Another classic problem that is used to prove other problems are NP-complete is 3D-matching. 2D matching can be thought of as the problem making as many compatible couples as possible from a set of people. 3D matching extends this problem by further matching them with a home that they would enjoy living in together.
Of course, there are many others. The point of this lesson, however, is not so that you can produce the needed chain of reductions for every problem known to be NP-complete. Rather, it is to give you a sense for what these arguments look like and how you might go about making such an argument for a problem that is of particular interest to you.
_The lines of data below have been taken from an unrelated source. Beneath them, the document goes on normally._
PR #292, opened 2018-06-18
Add ResourceBlock for OneView server hardware

### LINKED ISSUE #250: Implement ResourceBlock for Server Hardware
one ResourceBlock for Server Hardware. Map processor and memory information.

Processors[]:
- For each Processor:
  - TotalCores: "ov processorCoreCount"
  - ID: incremental number
  - MaxSpeedMHz: "ov processorSpeedMhz"
  - ProcessorType: CPU

Memory[]:
- ID: 1
- Name: "Memory"
- CapacityMiB: "ov memoryMb"

Response from OV:
  "powerState": "On",
  "processorCoreCount": 4,
  "processorCount": 2,
  "processorSpeedMhz": 2400,
  "processorType": "Intel(R) Xeon(R) CPU E5620 @ 2.40GHz", 
  "memoryMb": 1048576

lhsvobodaj:
* Create specific API class for resource block of type server hardware
 * Include OneView and Redfish mockups for testing purposes
 * Create API class for a Computer System of a Resource Block

Closes #250


oneview_redfish_toolkit/tests/blueprints/test_resource_block.py
```diff
@@ -0,0 +1,218 @@
...
+        response = self.app.get(
+            "/redfish/v1/CompositionService/ResourceBlocks"
+            "/30303437-3034-4D32-3230-313133364752/Systems/1234567890")
+
+        self.assertEqual(status.HTTP_404_NOT_FOUND, response.status_code)
+        self.assertEqual("application/json", response.mimetype)
+
+    @mock.patch.object(resource_block, 'g')
+    def test_get_computer_system(self, g):
+        with open(
```
ricardogpsf: This block is used by more than one test, right?! We could put it inside the setUp or out of the test class (but in the same file) to reuse it.

oneview_redfish_toolkit/blueprints/resource_block.py
```diff
@@ -0,0 +1,152 @@
...
+
+from hpOneView.exceptions import HPOneViewException
+from oneview_redfish_toolkit.api.errors import OneViewRedfishError
+from oneview_redfish_toolkit.api.resource_block_computer_system \
+    import ResourceBlockComputerSystem
+from oneview_redfish_toolkit.api.server_hardware_resource_block \
+    import ServerHardwareResourceBlock
+
+
+RESOURCE_BLOCK_URI = "/redfish/v1/CompositionService/ResourceBlocks"
```
ricardogpsf: This constant is very good, but is referenced just by this class and this URI `"/redfish/v1/CompositionService/ResourceBlocks"` is being used by api class, too. Maybe it should be inside the api class and referenced here (or keep inside here, but referenced in api class, I prefer the first option =).

oneview_redfish_toolkit/blueprints/resource_block.py
```diff
@@ -0,0 +1,152 @@
...
+
+        # Build response and returns
+        response = Response(
+            response=json_str,
+            status=status.HTTP_200_OK,
+            mimetype="application/json")
+        response.headers.add("ETag", "W/" + eTag)
+
+        return response
+    except HPOneViewException as e:
```
victorhugorodrigues: Could be interesting we check different error codes from HPOneViewException to return different responses(404, 500, ...), or can we assume the exception is a 404?

oneview_redfish_toolkit/blueprints/resource_block.py
```diff
@@ -0,0 +1,152 @@
...
+
+        json_str = computer_system.serialize()
+
+        response = Response(
+            response=json_str,
+            status=status.HTTP_200_OK,
+            mimetype="application/json")
+        response.headers.add("ETag", "W/" + server_hardware["eTag"])
+        return response
+    except HPOneViewException as e:
```
victorhugorodrigues: Same question above

oneview_redfish_toolkit/tests/blueprints/test_resource_block.py
lhsvobodaj: done

oneview_redfish_toolkit/blueprints/resource_block.py
lhsvobodaj: done

oneview_redfish_toolkit/tests/blueprints/test_resource_block.py
victorhugorodrigues: Since it's not used in all test cases, place it on setUp will make it runs this block for every test case. Maybe the better way it's to place it on setUpClass, but in order to use setUpClass on children classes from TestBase, we need to refactor TestBase class. For this refactoring maybe we can use setUpModule to place the code that today is on the setUp from TestBase.

oneview_redfish_toolkit/blueprints/resource_block.py
lhsvobodaj: I agree. This fine-grained error handling will be much easier after we adopt the ResponseBuilder, as all the logic to handle different SDK exceptions can be defined in only one place.

oneview_redfish_toolkit/tests/blueprints/test_resource_block.py
```diff
@@ -0,0 +1,211 @@
...
+from oneview_redfish_toolkit.blueprints import resource_block
+from oneview_redfish_toolkit.tests.base_test import BaseTest
+
+
+class TestResourceBlock(BaseTest):
+    """Tests for ResourceBlock blueprint"""
+
+    @classmethod
+    def setUpClass(self):
+        # creates a test client
```
lhsvobodaj: super.setUpClass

The reductions we’ve given as examples are a fine start, but if you want to go further in understanding how to use complexity to understand real-world problems, take a look at the classic text by Garey and Johnson on Computers and Intractability. Even though it is from the same decade as the original Cook-Levin result and Karp’s list of 21 NP-complete problems, it is still one of the best. As Lance, says “a good computer scientist shouldn’t leave home without it.”